PR #307, opened 2024-08-05
Fix refs

nagarev:
As seen in the screenshots, there's no difference in using `refs/heads/master` or `master` for this command:

Screenshot 2024-08-05 at 13 55 24

Screenshot 2024-08-05 at 13 55 50

so I'm rolling back the variable `POW_REF` to it's previous value `github.ref` instead of `github.ref_name`.


marcos-iov:
pipeline:run

marcos-iov (approved):

PR #683, opened 2023-02-14
fix(ui5-middleware-cfdestionation): support h2 devserver mode

### LINKED ISSUE #641: [ui5-middleware-cfdestination] does not work when serving with --h2
**Describe the bug**
```
Error: write EPROTO 4376790400:error:1408F10B:SSL routines:ssl3_get_record:wrong version number:../deps/openssl/openssl/ssl/record/ssl3_record.c:332:
```

**To Reproduce**
1. Use ui5-middleware-cfdestination
2. Run with `ui5 serve --h2`
3. See error

petermuessig:
Fixes #641


petermuessig:
@piejanssens  - `request` is deprecated and the piping isn't properly working here. This has to do with different transfer-encoding and protocols, so preferring to proxy the content directly...

vobu (approved):
quick glance only, but looking good!

PR #693, opened 2023-03-12
feat(ui5-tooling-transpile): generate d.ts and filter ts files

petermuessig:


petermuessig:
@texttechne @akudev - here my suggestion to include the `d.ts` files and to exclude the `ts` files from the build result. The `ts` files will now always be excluded from the build result but the generation of the `d.ts` files can also be disabled with the setting `skipGenerateDTS`. If ok, I will merge and release tomorrow...

packages/ui5-tooling-transpile/lib/task.js
```diff
@@ -31,54 +32,150 @@ module.exports = async function ({ workspace, dependencies, /* taskUtil,*/ optio
 	}
 
 	// TODO: should we accept the full glob pattern as param or just the file pattern?
-	const allResources = await workspace.byGlob(`/**/*${filePatternConfig}`);
-	if (config.transpileDependencies) {
-		// TODO: does transpileDependencies make sense for JavaScript files?
-		const depsResources = await dependencies.byGlob(`/**/*${filePatternConfig}`);
-		allResources.push(...depsResources);
-	}
+	let allResources = await workspace.byGlob(`/**/*${filePatternConfig}`);
```
texttechne, line 35: can be `const`

packages/ui5-tooling-transpile/lib/task.js
```diff
@@ -31,54 +32,150 @@ module.exports = async function ({ workspace, dependencies, /* taskUtil,*/ optio
...
+				//traceResolution: true,
+			};
+
+			// Create a Program with an in-memory emit
+			const host = ts.createCompilerHost(options);
+			(host.getCurrentDirectory = function () {
+				return "";
+			}),
+				(host.fileExists = function (file) {
+					if (sourcesMap[file]) {
```
texttechne, line 116: can be shortened: 
```
return sourcesMap[file] ? true : fs.existsSync(file)
```

packages/ui5-tooling-transpile/lib/task.js
```diff
@@ -31,54 +32,150 @@ module.exports = async function ({ workspace, dependencies, /* taskUtil,*/ optio
...
+						return true;
+					} else {
+						return fs.existsSync(file);
+					}
+				});
+			host.readFile = function (file) {
+				if (sourcesMap[file]) {
```
texttechne, line 123: can be shortened to one-liner

packages/ui5-tooling-transpile/lib/task.js
```diff
@@ -31,54 +32,150 @@ module.exports = async function ({ workspace, dependencies, /* taskUtil,*/ optio
...
+					path: `${fileName}`,
+					string: content
+				});
+				workspace.write(dtsFile);
+			};
+			host.resolveModuleNames = function (moduleNames, containingFile) {
+				const resolvedModules = [];
+				for (const moduleName of moduleNames) {
+					// try to use standard resolution
+					let result = ts.resolveModuleName(moduleName, containingFile, options, {
```
texttechne, line 141: can be `const`

texttechne (approved):

texttechne:
I'm a bit surprised that the source map integration is hard-coded instead of being configurable.
On the one hand, not all people want to publish their source code in this way; usually some will insist on obfuscation.
On the other hand, there are multiple options to generate different kinds of source maps with different impact on build time and debugging quality.

petermuessig:
The source maps integration needs to be hard-coded in this case since we need to create additional files in the workspace - so there needs to be some glue code somewhere. But the decision whether source maps will be created is based on the configuration in the `.babelrc` file. If the source maps are activated there, the transpile function returns an object with the source map attached and this needs to be written into the workspace.

packages/ui5-tooling-transpile/lib/task.js
petermuessig: 👍

packages/ui5-tooling-transpile/lib/task.js
petermuessig: Damn, the auto completion of VSCode completely changed the code and put it into brackets... FYI: the reason why I have chosen those lengthy code was to be able to put break points inside and add additional logging - therefore I prefer to stick to the lengthy code. And the reason why I used classic functions is to be able to use the `arguments` when logging... 😉

packages/ui5-tooling-transpile/lib/task.js
petermuessig: copy paste from here: https://github.com/microsoft/TypeScript/wiki/Using-the-Compiler-API - not reworked all places properly... 😁

texttechne:
Ahhh, configurable via `.babelrc`. Overlooked, but understood now 😄.

The improvements I've suggested are only minor in nature. I've tested this against ui5-mobx and it works as it should. Hence I already approved this PR (not that it makes any difference 😉).

petermuessig:
Ok, I'll rename

PR #696, opened 2023-03-19
fix: improvements of projects for tooling 3.0

petermuessig:
build: always use chromedriver matching the environment

chore: added simple app using tooling 3.0

fix: fixed the tsconfig.json of TS projects

fix: updated UI5 version

fix(ui5-task-minify-xml): add tooling 3.0 dependency determination

fix(ui5-tooling-modules): only rely on workspace dependencies (to find entry points)

fix(ui5-tooling-modules): improved logging

fix(ui5-task-compileless): fixed dependency determination (theme build requires all deps)


petermuessig:
@flovogt : 
* found out that the less task requires all dependencies, similar like the library build (btw: this is also the reason why the ui5-app runs the build on all dependencies)
* one task was missing: the minify xml task 
* added a very simple app to validate the tooling 3.0 with the two most important middlewares/tasks: ui5-tooling-modules and ui5-tooling-transpile - maybe the proxy would be another interesting one... 
* some more small bugfixes and cleanups

packages/ui5-app-simple/webapp/index.html
```diff
@@ -0,0 +1,25 @@
...
+				"ui5.ecosystem.demo.simpleapp": "./"
+			}'
+			data-sap-ui-async="true"
+			data-sap-ui-frameOptions="trusted"
+			data-sap-ui-language="en"
+		></script>
+	</head>
+	<body class="sapUiBody">
+		<div data-sap-ui-component data-url="./" data-name="ui5.ecosystem.demo.simpleapp" data-id="container" data-settings='{"id" : "Sample"}'></div>
+		<!-- div data-sap-ui-component data-url="./" data-name="ui5.ecosystem.demo.simpleapp" data-id="container" data-settings='{"id" : "Sample"}'></div -->
```
flovogt, line 23: AFAIS This commented code can be removed.

packages/ui5-tooling-modules/lib/middleware.js
```diff
@@ -78,3 +77,19 @@ module.exports = function ({ resources, options, middlewareUtil }) {
 		next();
 	};
 };
+
+//const {parse, print} = require("recast");
```
flovogt, line 81: AFAIS this code can be removed.

flovogt (changes requested):
Hi @petermuessig,
thanks a lot addressing all these points.

> found out that the less task requires all dependencies, similar like the library build (btw: this is also the reason why the ui5-app runs the build on all dependencies)

Ack, Thx for fixing

__________

> one task was missing: the minify xml task

Ack. Thx for fixing

__________

> added a very simple app to validate the tooling 3.0 with the two most important middlewares/tasks: ui5-tooling-modules and ui5-tooling-transpile - maybe the proxy would be another interesting one...

Ack.

__________


> some more small bugfixes and cleanups

Ack.

I have only minor comments

flovogt (approved):
LGTM 🎊

PR #698, opened 2023-03-26
fix(ui5-tooling-modules): allow to define provided dependencies

petermuessig:
Provided dependencies will not be included by the ui5-tooling-modules-task and must be provided from the application runtime environment. Although the tasks ignores provided dependencies, the middleware still serves them.


petermuessig:
@texttechne - here your last requirement -> the option to define `providedDependencies`. With this option you can provide an array of NPM packages which will be handled as provided by the application runtime environment and not be packaged or scanned further for transitive dependencies to be included. Please take a look into this change...

packages/ui5-tooling-modules/README.md
```diff
@@ -46,6 +46,9 @@ npm install ui5-tooling-modules --save-dev
 - *removeScopePreceder*: `boolean`
   Removes the scope preceder `@` from the namespace/path of the 3rd party module when adding it to the namespace with the *addToNamespace* option.
```
akudev, line 47: What is a "preceder"? A "prefix", maybe? :-)

petermuessig: Looking into the [documentation of NPM](https://docs.npmjs.com/cli/v9/using-npm/scope) it is stated like that:

*When used in package names, scopes are preceded by an @ symbol and followed by a slash, e.g.*

*preceded* => **preceder**

But somehow my research wasn't careful enough and it noun **preceder** doesn't exist in English - so'll adopt back to prefix...

akudev (approved):

PR #708, opened 2023-04-02
fix(ui5-tooling-transpile): use proper fs path for resource tranform

petermuessig:
To benefit from out of the box support of other Babel plugins the `filename` needs to point to the proper `fsPath` of the resource. In Tooling 3.0 this works out-of-the-box and for 2.0 we are using a workaround (which will be removed with the full upgrade to UI5 Tooling 3.0).


petermuessig:
Cc: @matz3 @flovogt @RandomByte 

This is needed to benefit from an out-of-the-box support of `babel-plugin-istanbul` for the instrumentation and the reporting back to the proper TypeScript or in general transpiled files. As this work quite OK for UI5 Tooling 3.0 (except of the determination whether the resource is from a root project - which can be maybe considered to be added?) it works quite good. For 2.0 I can live with the workaround as this is nevertheless a dead end...

PR #734, opened 2023-04-21
fix(ui5-tooling-transpile): d.ts files to be modules + generate index.d.ts

petermuessig:
This fix ensures the correct d.ts generation. The transpile procees now creates an index.d.ts and all TS UI5 modules will declare its module with the fully qualified name:

```ts
declare module "${moduleName}" {
  ${source}
}
```

In addition, the generated control interfaces, the `.gen.d.ts` files need to also be converted to declare the module with the fully qualified name and put the imports into the module declaration.

---

The `ui5-tooling-transpile` tooling extension to properly generate the type definitions including the `index.d.ts` which ensures that e.g. TypeScript UI5 applications consuming UI5 libraries will get code completion by just adding the `typeRoots` configuration:

Snippet taken from: https://github.com/ui5-community/ui5-ecosystem-showcase/blob/223b9f54745c397f6bf7aec430d45d5a9a33c354/showcases/ui5-tsapp/tsconfig.json:

```json
{
  "compilerOptions": {
    [...]
    "paths": {
      [...]
      "ui5/ecosystem/demo/tslib/*": ["./node_modules/ui5-tslib/src/ui5/ecosystem/demo/tslib/*"]
    },
    "typeRoots": [
      "./node_modules/@types",
      "./node_modules/ui5-tslib"
    ]
  },
  "include": ["./webapp/**/*.ts"]
}
```

The `paths` mapping is just included in case of the library hasn't been built yet in the monorepo structure. But this mapping can also be omitted. Important is the addition of the `typeRoots` configuration - keep in mind, as soon as you add your type root for e.g. `node_modules/ui5-tslib`, you need to also add the type roots to `node_modules/@types` so that the types from definitely typed can be found.


showcases/ui5-tsapp/tsconfig.json
```diff
@@ -8,14 +8,14 @@
...
-    "baseUrl": "./",
     "sourceMap": true,
     "paths": {
       "ui5/ecosystem/demo/tsapp/*": ["./webapp/*"],
-      "ui5/ecosystem/demo/tslib/*": ["./node_modules/ui5-tslib/src/ui5/ecosystem/demo/tslib/*"],
       "unit/*": ["./webapp/test/unit/*"],
-      "integration/*": ["./webapp/test/integration/*"]
-    }
+      "integration/*": ["./webapp/test/integration/*"],
+      "ui5/ecosystem/demo/tslib/*": ["./node_modules/ui5-tslib/src/ui5/ecosystem/demo/tslib/*"]
```
akudev, line 16: What' the difference here? Why do we still need a path into node_modules?

packages/ui5-tooling-transpile/lib/task.js
```diff
@@ -119,6 +119,24 @@ module.exports = async function ({ workspace /*, dependencies*/, taskUtil, optio
 					//traceResolution: true,
 				};
 
+				// update the sources map to declare the modules with the full module name
+				for await (const resourcePath of Object.keys(sourcesMap)) {
+					const source = sourcesMap[resourcePath];
+					let moduleName = /^\/resources\/(.*)\.ts$/.exec(resourcePath)?.[1];
+					if (moduleName?.endsWith(".gen.d")) {
+						moduleName = /^(.*)\.gen\.d$/.exec(moduleName)?.[1] || moduleName;
```
akudev, line 127: Ummm... isn't the OR part in the end of this line (and the question mark) unneeded? You already checked that the module name ends with ".gen.d".

packages/ui5-tooling-transpile/lib/task.js
```diff
@@ -119,6 +119,24 @@ module.exports = async function ({ workspace /*, dependencies*/, taskUtil, optio
 					//traceResolution: true,
 				};
 
+				// update the sources map to declare the modules with the full module name
+				for await (const resourcePath of Object.keys(sourcesMap)) {
+					const source = sourcesMap[resourcePath];
+					let moduleName = /^\/resources\/(.*)\.ts$/.exec(resourcePath)?.[1];
+					if (moduleName?.endsWith(".gen.d")) {
```
akudev, line 126: Hmmm.. so the heuristics is: any module named "*.gen.d" is assumed to be one generated by the ts-interface-generator and hence already containing a module declaration, which has to be modified, though? Should maybe be written down somewhere.

akudev (commented):
Looks good to me overall

showcases/ui5-tsapp/tsconfig.json
akudev: Or is this related to the following statement from the [issue report](https://github.com/SAP/ui5-typescript/issues/382#issuecomment-1517501426)?? 

> "The paths mapping is just included in case of the library hasn't been built yet in the monorepo structure. But this mapping can also be omitted. "

petermuessig: The paths mappings are still necessary as long as the library has not been built. Then this is used to lookup the type information from the `ts` files. Once built, the type definitions are retrieved from the `dist` folder, then the `index.d.ts` and the nested `d.ts` files are used and the `typeRoots` configuration wins.

packages/ui5-tooling-transpile/lib/task.js
```diff
@@ -171,6 +188,23 @@ module.exports = async function ({ workspace /*, dependencies*/, taskUtil, optio
...
 				}
+
+				// create the index.d.ts in the root output folder
+				config.debug && log.info(`Generating index.d.ts`);
+				const indexDtsContent = Object.keys(sourcesMap)
+					.filter((dtsFile) => dtsFile.startsWith("/resources/"))
+					.map(
+						(dtsFile) =>
+							`/// <reference path=".${
+								/\.d\.ts$/.test(dtsFile) ? dtsFile : dtsFile.replace(/\.ts$/, ".d.ts")
```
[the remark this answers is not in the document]
petermuessig: Correct - and for controls there are even 2: the d.ts and the gen.d.ts

packages/ui5-tooling-transpile/lib/task.js
petermuessig: Relict from previous logic - will adapt

packages/ui5-tooling-transpile/lib/task.js
petermuessig: Adding JSDoc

• Task brief: Return each line of the listing that holds the string "which".

• Problem solution:
@texttechne - here your last requirement -> the option to define `providedDependencies`. With this option you can provide an array of NPM packages which will be handled as provided by the application runtime environment and not be packaged or scanned further for transitive dependencies to be included. Please take a look into this change...
To benefit from out of the box support of other Babel plugins the `filename` needs to point to the proper `fsPath` of the resource. In Tooling 3.0 this works out-of-the-box and for 2.0 we are using a workaround (which will be removed with the full upgrade to UI5 Tooling 3.0).
This is needed to benefit from an out-of-the-box support of `babel-plugin-istanbul` for the instrumentation and the reporting back to the proper TypeScript or in general transpiled files. As this work quite OK for UI5 Tooling 3.0 (except of the determination whether the resource is from a root project - which can be maybe considered to be added?) it works quite good. For 2.0 I can live with the workaround as this is nevertheless a dead end...
The `ui5-tooling-transpile` tooling extension to properly generate the type definitions including the `index.d.ts` which ensures that e.g. TypeScript UI5 applications consuming UI5 libraries will get code completion by just adding the `typeRoots` configuration:
akudev, line 126: Hmmm.. so the heuristics is: any module named "*.gen.d" is assumed to be one generated by the ts-interface-generator and hence already containing a module declaration, which has to be modified, though? Should maybe be written down somewhere.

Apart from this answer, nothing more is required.